Just reading the subtitle of your blog made me wonder at first exactly what I’m doing here. Although I have tried dyeing, overdyeing, painting, resisting, silkscreening, stamping, fusing, and heat tools at one time or another, none of them have earned a permanent place in my repertoire. But then I found “slice” and “stitch” in your list, and felt more confident. Those two techniques pretty much make up my current body of work. I slice fabric apart, piece in a very thin line of contrast fabric, and stitch it back together again.
Here's a quilt in progress. You can see how if gets out of shape after many lines have been pieced in from different directions. I'll lose quite a bit around the edges after I trim it to square. (I suggest you stick with straight lines -- curved are way too difficult to learn at your first attempt.)
Now that I’ve taught you how to “draw lines” with piecing, it’s up to you where to draw them. Here are some suggestions:
- All your lines don’t have to go all the way across the piece. While you have a sliced line open, you can slice and restitch just half of the piece, then go back and complete the original line. Or you can make two parallel slices and sew intermediate lines in between the two cuts before you sew them back together.

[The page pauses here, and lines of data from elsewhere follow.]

PR #484, opened 2016-04-06
minicli: limit history size

jcrussell:
Truncate the history stored in minicli to a maximum size. Developers can
tweak the maximum as needed or disable limit entirely, if needed.

### DIFF
--- a/src/minicli/minicli.go
+++ b/src/minicli/minicli.go
@@ -46,6 +46,15 @@ var defaultFlags = Flags{
 var handlers []*Handler
 var history []string // command history for the write command
 
+// HistoryLen is the length of the history of commands that minicli stores.
+// This may be increased or decreased as needed. If set to 0 or less, the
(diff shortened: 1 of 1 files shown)


src/minicli/minicli.go
```diff
@@ -46,6 +46,15 @@ var defaultFlags = Flags{
 var handlers []*Handler
 var history []string // command history for the write command
 
+// HistoryLen is the length of the history of commands that minicli stores.
+// This may be increased or decreased as needed. If set to 0 or less, the
+// history will grow unbounded and may cause an OOM crash.
+var HistoryLen = 10000
```
djfritz: should this be a constant instead?

jcrussell:
I thought about const but then I figured at some point we would have to add an API to minimega to set the history length based on the need to store HistoryLen+1 commands in the history.

djfritz:
+1 for appropriate level of cynicism. LGTM

PR #485, opened 2016-04-06
minimega: simplify isMac.

jcrussell:
Use net.ParseMAC rather than a regular expression. Cleaner and faster:

BenchmarkIsMac           50000             30745 ns/op
BenchmarkIsMac2        3000000               521 ns/op
BenchmarkIsMacNet     10000000               160 ns/op

Second benchmark uses a pre-compiled regular expression.


djfritz:
That's a pretty serious speedup! LGTM

PR #490, opened 2016-04-13
ron/minimega: cc++

### LINKED ISSUE #488: ron/miniccc: add negation to `cc filter`
Before namespaces, we could launch all the clients on a single host and run `cc background` without any filters to make them all start `protonuke`. Now, targeting these VMs is more complicated because the clients could be split between multiple hosts. We can currently specify a CIDR for ip (e.g. 100.0.1.0/24). It would be nice to also be able to specify ips to excluded, such as the router on 100.0.1.1. The syntax would be something like `ip=100.0.1.0/24 ip!=100.0.1.1`.

jcrussell:
Summary:

 * Add `cc filter tag=`
 * Fix crash caused by implicit filtering
 * Fix race with VM tags
 * Add better filtering for namespace-specific cc commands/responses.

Closes #488.

### DIFF
--- a/src/minimega/cc.go
+++ b/src/minimega/cc.go
@@ -105,6 +105,18 @@ func ccClients() map[string]bool {
 	return nil
 }
 
+// ccGetFilter returns a filter for cc clients, adding the implicit namespace
+// filter, if a namespace is active.
+func ccGetFilter() *ron.Client {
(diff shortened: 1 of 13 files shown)


djfritz:
LGTM!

- You can combine different fabrics to make your original expanse of fabric. You can join them with a plain seam, or piece in a skinny line at the join.
- While you have a slice open, before sewing the two halves back together you can insert a wider strip of contrast fabric. It’s probably better to do this early in the process, so the join between the two colors can be offset by subsequent crossings.
- You’ll get a different character if your slices are all at right angles to the sides of the fabric, creating a gridlike pattern, or if they go on diagonals.
- Areas that are densely covered with lines have a different character than those sparsely lined. For interesting contrast, have some areas of your composition densely sliced and others less dense.
So find a piece of fabric that you did an exotic surface design on, and slice it up! Maybe you'll want to start with one that you don't like much, and see whether it improves with a line pattern over the top. And if it works, maybe you'll want to try it with a piece you love. Let me know how it works for you!